Task data =>
• • • • •

PR #162, opened 2021-11-19
Provide IsUnrecognizedConstraintError

willbeason:
For decoupling frameworks and gatekeeper error handling
(which allows using go113 error conventinos in tests), I need to remove
the dependence of gatekeeper on error types defined in frameworks so
these may be changed safely to raw errors (where reasonable to do so).

As an intermediate, I'm adding this function so that gatekeeper can
continue to compile, and the implementation of this method may be
switched out in frameworks.


willbeason:
This is safe since gatekeeper doesn't actually use the type; it just performs a type check.

maxsmythe (approved):
LGTM

sozercan (approved):
LGTM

• • • • •

Requirement => Reproduce exactly the lines from the one containing "the dependence of" through the last line of the records above, including both, and nothing else.

Answer to this exercise =>
the dependence of gatekeeper on error types defined in frameworks so
these may be changed safely to raw errors (where reasonable to do so).

As an intermediate, I'm adding this function so that gatekeeper can
continue to compile, and the implementation of this method may be
switched out in frameworks.


willbeason:
This is safe since gatekeeper doesn't actually use the type; it just performs a type check.

maxsmythe (approved):
LGTM

sozercan (approved):
LGTM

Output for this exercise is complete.